Il Decreto Aprile ha introdotto così un sistema di controllo demandato agli Ordini Professionali e ai Datori di Lavoro (di concerto con Regioni ed ASL, come potrete vedere nell’infografica o nell’articolo linkato su questa frase) che sfocia in due scenari possibili.

  1. Se vi sono mansioni disponibili idonee, anche inferiori il sanitario no-vax sarà immediatamente ad esso trasferite, conservando lo stipendio, anche se tali mansioni dovessero essere un demansionamento;
  2. Se non vi sono mansioni disponibili idonee, il sanitario no-vax sarà sospeso senza stipendio fino alla fine del piano vaccinale e non oltre il 31.12.2021

Il problema evidenziato in sede di esame del provvedimento è che, ovviamente, in un ospedale il numero di mansioni anche inferiori disponibili rischia seriamente di essere inferiore ai “sanitari no-vax” presenti.

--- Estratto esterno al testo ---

PR #601, opened 2018-12-18
Macro guard against missing _PROJECT_SOURCE_DIR_

LordNacho:
As per discussion https://github.com/real-logic/aeron/pull/596


LordNacho:
@tmontgomery any chance I can get you to bump the tag to 1.13.1?

tmontgomery:
1.13.1 will be tagged when we do our next release. Unless we do 1.14 instead.

PR #613, opened 2019-01-17
[Java] Add a test to validate that client message delivery will continue over a leader failover

epickrram:


tmontgomery:
We've moved to a cleaned up set of classes for this type of thing. See `ClusterTest`, `TestCluster` and `TestNode`

mjpt777:
Is this still relevant?

epickrram:
Probably worth having at some point, but I'll close the PR while I get around to re-working it.

PR #616, opened 2019-01-22
Share egress publication between CM & CSC

JPWatson:
Use shared egress publication in ClusteredService. CM already ensures the Publication is connected as part of the session processing logic.

Sharing this publication reduces the likelyhood of having to block the service thread. 
e.g. if a message needs to be sent as a result of onSessionOpen.

### DIFF
--- a/aeron-cluster/src/main/java/io/aeron/cluster/ClusterSession.java
+++ b/aeron-cluster/src/main/java/io/aeron/cluster/ClusterSession.java
@@ -16,7 +16,6 @@
 package io.aeron.cluster;
 
 import io.aeron.Aeron;
-import io.aeron.ChannelUri;
 import io.aeron.Publication;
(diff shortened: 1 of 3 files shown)


mjpt777:
I'm not convinced this is the correct approach. It means the Consensus Module and services must use the same term length and MTU.  Given that the Consensus Module sends back almost no traffic then this puts a throughput limitation on the service that seems unnecessary, especially in burst scenarios.

mjpt777:
This also introduces head-of-line blocking when there are multiple services.

mjpt777:
@tmontgomery This makes the case of a service having to wait on the publication connecting go away which is nice to have. However I want to make sure we don't give up too much or miss other ways to do it.

mjpt777:
There are a number of benefits to this that probably outweigh the consequences.  We can always revisit it later.

PR #630, opened 2019-02-03
aeronmd: Change aeron_uri_parse to accept len.

mianos:
When the URI is received in a command over UDP it does not have a trailing null. 
The size of the URI is known in the command buffer and does not need to be null terminated.
In some cases aeron_uri_parse is called without a null terminated string so it fails to parse the address, even though the URI is correctly received.

### DIFF
--- a/aeron-driver/src/main/c/aeron_driver_conductor.c
+++ b/aeron-driver/src/main/c/aeron_driver_conductor.c
@@ -1726,7 +1726,7 @@ int aeron_driver_conductor_on_add_ipc_publication(
     aeron_uri_t aeron_uri_params;
     aeron_uri_publication_params_t params;
 
-    if (aeron_uri_parse(uri, &aeron_uri_params) < 0 ||
+    if (aeron_uri_parse(uri, (size_t)uri_length, &aeron_uri_params) < 0 ||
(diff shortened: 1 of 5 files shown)


mianos:
Needs some more work for the other unit tests. I'm onto this now.

mjpt777:
Thanks @mianos. I noticed a similar issue just recently and missed fixing this case too. I can pick this up.

mianos:
I seem to have broken the UDP channel parser but in debugging it I hit this line:
https://github.com/real-logic/aeron/blob/master/aeron-driver/src/test/c/aeron_udp_channel_test.cpp#L85
and I can't figure out why it subtracts one from the string. If you are not going to use this pull request and do it in your own manner go right ahead and I'll use my fixed version with the broken tests until you get yours in master.

mjpt777:
I've pushed a fix https://github.com/real-logic/aeron/commit/40fb737fff97a37487a1a5cacedaedf040f3647c

I've no idea why the -1 was there either. Maybe @tmontgomery knows?

tmontgomery:
The `uri_length` using `strlen - 1` is probably an error. It seems to only be used for doing the copy of the URI for storage as the original URI.

LordNacho:
Does this fix pass all the tests now?

tmontgomery:
@mjpt777 has pushed a fix instead.

PR #631, opened 2019-02-06
Various cleanup of C++ client

denizevrenci:
And two new features:
* Make Image movable without a copy.
* Add an accessor to Context for media driver timeout.

### DIFF
--- a/aeron-client/src/main/cpp/Aeron.h
+++ b/aeron-client/src/main/cpp/Aeron.h
@@ -64,7 +64,7 @@ public:
      * @param context for configuration of the client.
      */
     Aeron(Context& context);
-    virtual ~Aeron();
+    ~Aeron();
 
     /**
      * Create an Aeron instance and connect to the media driver.
--- a/aeron-client/src/main/cpp/BufferBuilder.h
+++ b/aeron-client/src/main/cpp/BufferBuilder.h
@@ -35,10 +35,6 @@ public:
     {
     }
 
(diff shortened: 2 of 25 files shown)


mjpt777:
A lot of this looks good. However removing the `Context::conclude()` changes the semantics for how contexts are used by convention. This will expand with archive and cluster being integrated.

tmontgomery:
Couple/Few things.

* not sure about asserting on clz value of 0. I know why. Just not comfortable with it instead of a guard.
* `Context.conclude` is needed in general. We could get away with it, but better to keep it.
* I've tried various things with Images. Copying vs. Moving, etc. This is fine. But I think in general, we will eventually need to move to be compatible with how Java does it instead of trying to be local with the array. In other words, Image should be a standalone object. And the array in Subscription should be an array of pointers to Images.

denizevrenci:
@mjpt777 I have put back `conclude()` and just changed the initializers to defaults instead of nulls.

@tmontgomery What kind of guard do you have in mind instead of assertions? To me, it looked like passing zero to `clz` and `ctz` is a programming error that cannot be handled at runtime.

I suppose the standalone Image can also be moved, so the addition of move semantics here would not have to be retracted later.

tmontgomery:
I think a move for a reference doesn't make as much sense. But, in general, we can take this and then deal with that when it is needed.

The guard I was thinking of would be a return of the bit size as Java does.

PR #633, opened 2019-02-08
[Java] Test showing recovery issue with timers.

ZachBray:
This test captures some behaviour we've seen at a client. 

Please let me know if you'd like me to clean it up at all. I considered injecting a different `ClusteredService` implementation rather than adding the switching in the existing one. I'm not sure what your preference is.

We see follower nodes stuck whilst catching up after performing the following steps:
1. Starting a 3 node cluster
2. Stopping a follower node
3. Sending a message to the cluster that triggers a timer to be
registered
4. Starting the follower node (again)

I've added two tests:
- `shouldCatchUpAfterFollowerMissesAMessage()` passes; but
- `shouldCatchUpAfterFollowerMissesTimerRegistration()` fails

The only difference between them is that the failing one registers a timer in the `onSessionMessage(...)` handler of `ClusteredService`.

The failure I see is:
```
Expected :is null
Actual   :<FOLLOWER_CATCHUP>
```

I'm running on JDK 1.8 (202 AMZN).

### DIFF
--- a/aeron-cluster/src/test/java/io/aeron/cluster/TestNode.java
+++ b/aeron-cluster/src/test/java/io/aeron/cluster/TestNode.java
@@ -41,6 +41,7 @@ import static org.agrona.BitUtil.SIZE_OF_INT;
 
 class TestNode implements AutoCloseable
 {
+
     private final ClusteredMediaDriver clusteredMediaDriver;
     private final ClusteredServiceContainer container;
     private final TestService service;
@@ -240,6 +241,12 @@ class TestNode implements AutoCloseable
             final int length,
             final Header header)
         {
+            final String message = buffer.getStringWithoutLengthAscii(offset, length);
+            if (message.equals(TestMessages.REGISTER_TIMER))
+            {
+                cluster.scheduleTimer(1, cluster.timeMs() + 1_000);
+            }
+
             while (session.offer(buffer, offset, length) < 0)
             {
                 cluster.idle();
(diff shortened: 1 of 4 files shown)


mjpt777:
@ZachBray This is failing the checkstyle build. Please do a full build and fix then I'll review and merge.

ZachBray:
Sorry about that. Should be passing the checkstyle build now.

aeron-cluster/src/test/java/io/aeron/cluster/TestNode.java
```diff
@@ -240,6 +241,12 @@ public void onSessionMessage(
             final int length,
             final Header header)
         {
+            final String message = buffer.getStringWithoutLengthAscii(offset, length);
+            if (message.equals(TestMessages.REGISTER_TIMER))
+            {
+                cluster.scheduleTimer(1, cluster.timeMs() + 1_000);
```
ZachBray: I've tried varying the expiry. At `10_000` milliseconds the test does not fail. It seems `TimerService.onTimerExpiry()` must be triggered on the leader for the test to fail.

ZachBray: This should probably be lower to reduce "intermittency"

ZachBray:
I may be wrong but it looks to me like the follower gets stuck in a while loop inside `ConsensusModuleAgent.catchupLogPoll()`.

```
while (!missedTimersSet.isEmpty()) ...
```

The follower adds timer event to its `missedTimersSet` when replaying.

The `ClusteredService` on that follower is never called with `onSessionMessage()` to register the timer.

PR #645, opened 2019-03-18
Use system defined iovec rather than a custom one.

mikeb01:
If this is not the correct approach I can create a scoped aeron_spsc_iovec (comments @tmontgomery ?).


tmontgomery:
It will fail on Windows (probably), but better to define for specific platforms that need it.

PR #1415, opened 2023-01-24
Static analysis for aeron

Nonkle:
I ran some static analysis locally and found some problems. I'm happy to post a PR with some fixes - but ideally some analysis could be enabled on the repo to prevent problems creeping in again.

Does the `aeron` project have any interest in pursuing this? If so we can continue to refine this setup ... a first step might be to restrict the analysis to a single folder and filter only the queries we think are actually urgent.

(note) I had to remove the existing workflows so the fork runs only the analysis... the PR cannot be merge 'as-is'

----------------

I tried enabling CodeQL in Github - built-in static analysis. The results are at https://github.com/Nonkle/aeron/security/code-scanning

The Github UI is not great - it is very hard to dig into that list and see what is important. But there are some real problems hiding (below is output from Coverity that I ran locally):

eg, off-by-one errors overwriting arrays:

aeron/aeron-client/src/main/c/util/aeron_http_util.c

```
(38) Event cond_false:Condition "length > 512 /* (int)sizeof (parsed_url->path_and_query) */", taking false branch.(40) Event cond_at_most:Checking "length > 512" implies that "length" may be up to 512 on the false branch.Also see events:[overrun-local]
69   	        if (length > (int)sizeof(parsed_url->path_and_query))
70   	        {
71   	            AERON_SET_ERR(EINVAL, "URL %s has too long path", url);
72   	            return -1;
(39) Event if_end:End of if statement.
73   	        }
74   	
75   	        memcpy(parsed_url->path_and_query, pb + first_slash_index, (size_t)length);
(41) Event overrun-local:Overrunning array "parsed_url->path_and_query" of 512 bytes at byte offset 512 using index "length" (which evaluates to 512).Also see events:[cond_at_most]
76   	        parsed_url->path_and_query[length] = '\0';
77   	        end_index = first_slash_index;
78   	    }
```


Nonkle:
@vyazelenko I see you enabled this _yesterday_, what are the odds? :) 

Are you sure that configuration is actually finding any problems? I had to add extra queries to get any results.

I'm also comparing to Coverity I run locally. Perhaps the best approach at this point is I just submit PR with fixes to our Coverity problems... the CodeQL analysis can be left to the aeron team.

vyazelenko:
@Nonkle Why did you delete the other workflows?

Nonkle:
@vyazelenko I didn't know how to set up CodeQL, deleting the workflows was needed to get the "Setup automatically ... " link to work.

I didn't try bringing them back as I didn't want to run them all.

At this point there's not much point to my PR; you could just add the line `queries: security-extended,security-and-quality`

vyazelenko:
According to the [Using queries in QL packs](https://docs.github.com/en/code-security/code-scanning/automatically-scanning-your-code-for-vulnerabilities-and-errors/customizing-code-scanning#using-queries-in-ql-packs) page `security-and-quality` is a superset of `security-extended` and we already have the former enabled.

PR #1417, opened 2023-02-01
[Java] Allow running Archive in IPC-only mode.

### LINKED ISSUE #1416: [AeronArchive] Allow disabling UDP aeron.archive.control.response.channel
Hi,

The defaul value for `aeron.archive.control.response.channel` creates a localhost subscription. This is in addition to an `aeron:ipc` one that is also created by default.

Equally it doesn't seem to be possible to disable the UDP channel altogether. Set `aeron.archive.control.response.channel` to something non-udpish makes it error out.

This is an issue because a localhost socket can't be accelerated by most kernel bypass LD_PRELOAD solutions which in turn means that the default forces the Aeron receive thread to poll the system even if kernel bypassed.

My understanding of aeron archive might be lacking but I don't understand why you'd want a localhost subscription in addition to an `ipc` one anyway.

vyazelenko:
This PR adds a new configuration property `aeron.archive.control.channel.enabled` which allows disabling control channel (UDP) when set to `false`. In which case the Archive only listens to the IPC requests.
Setting this property to `false` also requires that the `Archive.Context.archiveClientContext.controlResponseChannel` is set as it won't be derived from the `Archive.Context.controlChannel`.

Fixes #1416.

### DIFF
--- a/aeron-archive/src/main/java/io/aeron/archive/Archive.java
+++ b/aeron-archive/src/main/java/io/aeron/archive/Archive.java
@@ -504,14 +504,12 @@ public final class Archive implements AutoCloseable
         public static final String ARCHIVE_ID_PROP_NAME = "aeron.archive.id";
 
         /**
-         * Is control channel enabled.
+         * Is control channel enabled. Defaults to {@code true}.
+         * <p>
+         * If set to anything other than {@code true} then control channel is disabled, i.e. the Archive will run in
+         * IPC-only mode.
          */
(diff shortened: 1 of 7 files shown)


mikeb01:
The code looks good.  I am wondering if we need a test that to show that replication still works when running in IPC mode?

vyazelenko:
@mikeb01 I've added a new system test for that. See https://github.com/real-logic/aeron/pull/1417/commits/60c93955f914eeee12f845b21d21d539ea5498eb.

PR #1421, opened 2023-02-07
Set max of resource free queue length and resource free limit to INT32_MAX

reissGRVS:
This stops them being incorrectly set to 0 by aeron_config_parse_uint32 when comparing against int32 0
Current behaviour will always set the value to 0 if the environment variable is specified.


reissGRVS:
Might make sense to fix this in aeron_config_parse_uint32 instead.

mikeb01:
I'm going to merge this and I'll fix up `aeron_config_parse_uint32` too.

PR #1422, opened 2023-02-13
Refactored Cluster Replication

mikeb01:
Unify LogReplication and SnapshotReplication in a single class so that progress checking can be used wherever replication is required within Cluster, (log replication, dynamic join, backup).


mikeb01:
Merged directly.

PR #1423, opened 2023-02-13
[C] Set URI for receiver counters based on matching subscription

reissGRVS:
Currently the URI of the first subscription is used for all other subscriptions.
If you create two subscriptions, one on channel A and the next on channel B the receiver counters (rcv-pos and rcv-hwm) will both report their channel as A for both subscriptions.

I think this fixes that.


mikeb01:
Thanks, I've pull this change in here: 6d91a68.  I've also added a test to verify that the counter URIs were formatted correctly.

PR #1424, opened 2023-02-14
[C] Allow for preallocation of pool of buffers

reissGRVS:
The motivation behind this change is to spread out the cost of mmaps across work cycles and/or pay the cost at start up.

 I'd like confirmation this is something that would actually be merged before spending more time tidying up the global storage and adding proper tests. I've run this manually myself and it seems to work well.


mikeb01:
Thank you for the PR, we will have a look at it.  To confirm the purpose of this, is it to improve responsiveness when creating publications or when large numbers of images become available?

mjpt777:
Have you considered how this is not very effective when streams use various term buffer lengths?

reissGRVS:
> Have you considered how this is not very effective when streams use various term buffer lengths?

I figure its not a problem as this is completely opt in. 
For our use case we widely use two larger term-lengths where this is useful. 
I can't pretend to know how other people are using aeron but I wouldn't be surprised that other users are also using only a few discrete term-lengths across all streams.

tmontgomery:
In most usages we see, there is a clear separation of buckets of sizes—usually the default size (or the configured size) and 64K. So, I think to be useful, it would be good to have at least 2 buckets.

reissGRVS:
> In most usages we see, there is a clear separation of buckets of sizes—usually the default size (or the configured size) and 64K. So, I think to be useful, it would be good to have at least 2 buckets.

In my case this is exactly what I'm doing, 2 calls to aeron_driver_context_add_raw_log_pool_config to set up different pools for different term lengths. It's been working well in my usage so far

PR #1426, opened 2023-02-17
Store cluster membership changes in node state file

mikeb01:
- Support dynamically sized records in the node state file.  Handle this by moving trailing records up/down the file as required.
- Add a footer record for tracking the end of the file.
- Add cluster members record.
- Remove cluster member state from the consensus module snapshot.


tmontgomery (approved):
LGTM

PR #1428, opened 2023-02-22
[Java] Cluster tool is leader

eleventy7:
Adds an `is-leader` command to the Cluster Tool. This returns zero if the cluster node is the leader and non-zero if not.

### DIFF
--- a/aeron-cluster/src/main/java/io/aeron/cluster/ClusterTool.java
+++ b/aeron-cluster/src/main/java/io/aeron/cluster/ClusterTool.java
@@ -324,7 +324,7 @@ public class ClusterTool
     public static void recoveryPlan(final PrintStream out, final File clusterDir, final int serviceCount)
     {
         try (AeronArchive archive = AeronArchive.connect();
-             RecordingLog recordingLog = new RecordingLog(clusterDir, false))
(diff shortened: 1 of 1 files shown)


aeron-cluster/src/main/java/io/aeron/cluster/ClusterTool.java
```diff
@@ -613,6 +620,66 @@ public static void describe(final PrintStream out, final ClusterMarkFile[] servi
...
+     *                   -1 if the mark file does not exist.
+     */
+    public static int isLeader(final PrintStream out, final File clusterDir)
+    {
+        if (markFileExists(clusterDir))
+        {
+            try (ClusterMarkFile markFile = openMarkFile(clusterDir, System.out::println))
+            {
+                final String aeronDirectoryName = markFile.decoder().aeronDirectory();
+                final AtomicLong nodeRoleCounter = new AtomicLong(-1);
```
mjpt777, line 638: `MutableLong` is sufficient for these variables.

eleventy7: Thanks; I've pushed a change, switching to `MutableLong`.

PR #1429, opened 2023-02-23
[C++] Make MediaDriver keepalive exception consistent

reissGRVS:
Makes the keepalive timeout exception consistent with implementation in aeron_client_conductor_check_liveness
https://github.com/real-logic/aeron/blob/master/aeron-client/src/main/c/aeron_client_conductor.c#L381-L393

### DIFF
--- a/aeron-client/src/main/cpp/ClientConductor.h
+++ b/aeron-client/src/main/cpp/ClientConductor.h
@@ -446,13 +446,14 @@ private:
 
         if (nowMs > (m_timeOfLastKeepaliveMs + KEEPALIVE_TIMEOUT_MS))
         {
-            if (nowMs > (m_driverProxy.timeOfLastDriverKeepalive() + m_driverTimeoutMs))
+            
+            int64_t lastKeepaliveMs = m_driverProxy.timeOfLastDriverKeepalive();
+            if (nowMs > (lastKeepaliveMs + m_driverTimeoutMs))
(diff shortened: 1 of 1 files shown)


reissGRVS:
I dont think my change could've broken atomicArrayUpdaterTest in C++ Xcode (macOS) build.
I'm guessing thats another issue?

aeron-client/src/main/cpp/ClientConductor.h
```diff
@@ -446,13 +446,14 @@ class CLIENT_EXPORT ClientConductor
...
         if (nowMs > (m_timeOfLastKeepaliveMs + KEEPALIVE_TIMEOUT_MS))
         {
-            if (nowMs > (m_driverProxy.timeOfLastDriverKeepalive() + m_driverTimeoutMs))
+            
+            int64_t lastKeepaliveMs = m_driverProxy.timeOfLastDriverKeepalive();
+            if (nowMs > (lastKeepaliveMs + m_driverTimeoutMs))
             {
                 m_driverActive = false;
 
-                int64_t age = m_driverProxy.timeOfLastDriverKeepalive() + m_driverTimeoutMs;
```
reissGRVS, line 453: Another annoying thing about this was the two separate calls to timeOfLastDriverKeepalive().
In theory it could've changed in between and you end up logging a nonsense "age"

PR #1435, opened 2023-03-10
[C] Handle failed create_publication_image

reissGRVS:
Currently if create_publication_image fails:
1. It can fail silently without actually committing errors.
2. It will leave an entry in the data_packet_dispatcher for that session/stream in INIT_IN_PROGRESS state, for as long as there is a subscriber. This stops any potential for this stream/session to be subscribed to, even if the error was temporary.

This change removes the dead entry from the image_by_session_id_map in the packet_dispatcher, and ensures errors are logged if a failure is hit.

### DIFF
--- a/aeron-driver/src/main/c/aeron_driver_conductor.c
+++ b/aeron-driver/src/main/c/aeron_driver_conductor.c
@@ -4494,13 +4494,13 @@ void aeron_driver_conductor_on_create_publication_image(void *clientd, void *ite
         endpoint, (size_t)command->mtu_length, initial_window_length, conductor->context) < 0)
     {
         AERON_APPEND_ERR("%s", "");
-        aeron_driver_conductor_log_error(conductor);
-        return;
+        goto error_cleanup;
     }
 
     if (!aeron_driver_conductor_has_network_subscription_interest(
         conductor, endpoint, command->stream_id, command->session_id))
     {
+        aeron_driver_receiver_proxy_on_remove_init_in_progress(conductor->context->receiver_proxy, endpoint, command->session_id, command->stream_id);
         return;
     }
 
@@ -4508,7 +4508,7 @@ void aeron_driver_conductor_on_create_publication_image(void *clientd, void *ite
     AERON_ARRAY_ENSURE_CAPACITY(ensure_capacity_result, conductor->publication_images, aeron_publication_image_entry_t)
     if (ensure_capacity_result < 0)
     {
-        return;
+        goto error_cleanup;
     }
 
     const int64_t registration_id = aeron_mpsc_rb_next_correlation_id(&conductor->to_driver_commands);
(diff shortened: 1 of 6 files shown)


aeron-driver/src/main/c/aeron_driver_conductor.c
```diff
@@ -4495,20 +4495,21 @@ void aeron_driver_conductor_on_create_publication_image(void *clientd, void *ite
...
         aeron_driver_conductor_log_error(conductor);
-        return;
+        goto error_cleanup;
     }
 
     if (!aeron_driver_conductor_has_network_subscription_interest(
         conductor, endpoint, command->stream_id, command->session_id))
     {
-        return;
+        AERON_SET_ERR(AERON_ERROR_CODE_UNKNOWN_SUBSCRIPTION, "Image doesnt have network subscription interest", "");
```
reissGRVS, line 4504: Admittedly I'm not sure how this situation can occur, or if it is an error case really?

aeron-driver/src/main/c/aeron_driver_conductor.c
```diff
@@ -4635,11 +4636,17 @@ void aeron_driver_conductor_on_create_publication_image(void *clientd, void *ite
...
         }
     }
 
     aeron_driver_receiver_proxy_on_add_publication_image(conductor->context->receiver_proxy, endpoint, image);
+    return;
+
+error_cleanup:
+    AERON_APPEND_ERR("%s", "Failed aeron_driver_conductor_on_create_publication_image for %d %d", command->stream_id, command->session_id);
+    aeron_driver_conductor_log_error(conductor);
+    aeron_driver_receiver_proxy_on_remove_init_in_progress(conductor->context->receiver_proxy, endpoint, command->session_id, command->stream_id);
```
reissGRVS, line 4649: Potentially I should delay the actual removal, to stop excess failed attempts if the error condition is persistent

aeron-driver/src/main/c/aeron_driver_conductor.c
mikeb01: It isn't really an error condition.  This is to short circuit/no-op a case where the driver receives a setup for a stream that doesn't have any subscriptions.  I suspect that this code may even be redundant as the only code path that generates this is when we have a subscription that is awaiting setup, in which case it should have network subscription interest.

reissGRVS: Yeah I wasn't sure if it was possible to hit this with a small gap between subscription creation and the unsubscribe. Potentially if the conductor queue is a bit backed up?

reissGRVS: I've removed the error from here, but still clear the state in the receiver packet dispatcher

aeron-driver/src/main/c/aeron_driver_conductor.c
mikeb01: This is probably not too much of an issue if the error trace is the same for each error, i.e. the same logged parameters and call error stack, then the logger will collapse it into a single log entry and maintain a count.

PR #1438, opened 2023-03-14
[C] Fix rejoin logic by swapping cool down map insertion and removal.

reissGRVS:
Seems to have been broken by this commit: https://github.com/reissGRVS/aeron/commit/605a71feac0d101fb5006c52aea48e6ea1a844ec#r104348901

The cool down entry was being inserted after the remove attempt.

Remove attempt via aeron_driver_conductor_image_transition_to_linger https://github.com/real-logic/aeron/blob/f94e8e899ff5900556d7e6c5bab65fcd18784f89/aeron-driver/src/main/c/aeron_driver_conductor.c#L1351

Insert via aeron_driver_receiver_proxy_on_remove_publication_image->aeron_driver_receiver_on_remove_publication_image->aeron_receive_channel_endpoint_on_remove_publication_image->aeron_data_packet_dispatcher_remove_publication_image
https://github.com/real-logic/aeron/blob/f94e8e899ff5900556d7e6c5bab65fcd18784f89/aeron-driver/src/main/c/aeron_data_packet_dispatcher.c#L262

### DIFF
--- a/aeron-driver/src/main/c/aeron_publication_image.c
+++ b/aeron-driver/src/main/c/aeron_publication_image.c
@@ -921,10 +921,9 @@ void aeron_publication_image_on_time_event(
                 image->conductor_fields.state = AERON_PUBLICATION_IMAGE_STATE_LINGER;
                 image->conductor_fields.time_of_last_state_change_ns = now_ns;
 
-                aeron_driver_conductor_image_transition_to_linger(conductor, image);
-
                 aeron_receive_channel_endpoint_dec_image_ref_count(image->endpoint);
                 aeron_driver_receiver_proxy_on_remove_publication_image(conductor->context->receiver_proxy, image);
+                aeron_driver_conductor_image_transition_to_linger(conductor, image);
 
                 aeron_receive_channel_endpoint_try_remove_endpoint(image->endpoint);
             }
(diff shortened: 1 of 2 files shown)


aeron-driver/src/test/c/aeron_c_system_test.cpp
```diff
@@ -567,6 +567,87 @@ TEST_P(CSystemTest, shouldAllowImageToGoUnavailableWithPollAfter)
     EXPECT_EQ(aeron_subscription_close(subscription, nullptr, nullptr), 0);
 }
 
+
+TEST_P(CSystemTest, shouldAllowImageToGoUnavailableAndThenRejoin)
```
reissGRVS, line 571: This test blocks forever on current HEAD

aeron-driver/src/main/c/aeron_publication_image.c
```diff
@@ -921,10 +921,9 @@ void aeron_publication_image_on_time_event(
                 image->conductor_fields.state = AERON_PUBLICATION_IMAGE_STATE_LINGER;
                 image->conductor_fields.time_of_last_state_change_ns = now_ns;
 
-                aeron_driver_conductor_image_transition_to_linger(conductor, image);
-
                 aeron_receive_channel_endpoint_dec_image_ref_count(image->endpoint);
                 aeron_driver_receiver_proxy_on_remove_publication_image(conductor->context->receiver_proxy, image);
+                aeron_driver_conductor_image_transition_to_linger(conductor, image);
```
reissGRVS, line 927: On another note, I think COOL_DOWN is misleading now.
Before it made sense as it was in place for the entire DRAINING period, now its there either for a split second, or for the lifetime of the subscription set for this stream

tmontgomery: I think we might be able to eliminate COOL_DOWN. The original intent was to stop the image from flapping. However, the nature of a slow receiver that falls outside the window has a natural resonance and won't flap anyway. So, it's worth examining what the logic would look like refactored. But that is outside the scope of this PR.

PR #1442, opened 2023-03-28
Fix hash map remove if

reissGRVS:
aeron_int64_to_tagged_ptr_hash_map_remove_if would miss elements that were moved to the end of the array due to chain compaction.


reissGRVS:
Similar issue in aeron_int64_to_ptr_hash_map_remove_if, but it seems not to be used.

mikeb01:
Merged.

PR #7659, opened 2014-05-21
crypto: fix memleak on non-buffer

mscdex:


jasnell:
Looking at v0.12, it looks like this was fixed at some point. Going to close. @mscdex, can reopen this if necessary.

PR #7669, opened 2014-05-23
npm: upgrade to 1.4.10

isaacs:
- Don't set referer if already set
- fetch: Send referer and npm-session headers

L’essere sanitario e antivaccinista diventa una specie di gioco delle tre sedie: alla fine qualcuno resterà senza una sedia e senza uno stipendio.

Anche per questo probabilmente cominciamo a vedere delle testimonianze insperate… come ad esempio quelle del Messaggero

Miracoli dell’obbligo vaccinale: ora che rischiano la sospensione o il demansionamento, i sanitari no-vax ci hanno ripensato. E hanno iniziato a bersagliare di telefonate i centralini delle Asl, da Roma alla Liguria, all’Umbria. Tutti al grido di: metteteci in lista per la puntura. «Da tre giorni è un continuo di chiamate», racconta Simona Ursino, direttrice della Prevenzione per l’Asl Roma 4. «Da quando il decreto è stato pubblicato in gazzetta ufficiale, vogliono tutti vaccinarsi. C’è chi mi telefona addirittura sul cellulare privato: dottoressa, ho cambiato idea… Gente che due mesi fa non ne voleva sapere, nonostante i nostri appelli». Dal Lazio alla Campania, tanti distretti sanitari stanno riaprendo le prenotazioni. Per permettere a chi aveva rigettato la prima iniezione, tra gennaio e febbraio, di mettersi in pari con l’obbligo appena varato dal governo.

O di La Nazione

E proprio in queste ore nei due Ospedali di Perugia e Terni e nelle due Aziende sanitarie (dove le percentuali dei no-vaxi si aggirano intorno al 5%) è partita la corsa da parte di medici (molto pochi sono quelli rimasti) e infermieri (un po’ più numerosi) per prendere l’appuntamento.

Davanti al rischio del demansionamento, o del rischio ben più oneroso della sospensione dello stipendio, ecco che improvvisamente anche i sanitari no-vax si vaccinano e ci ripensano.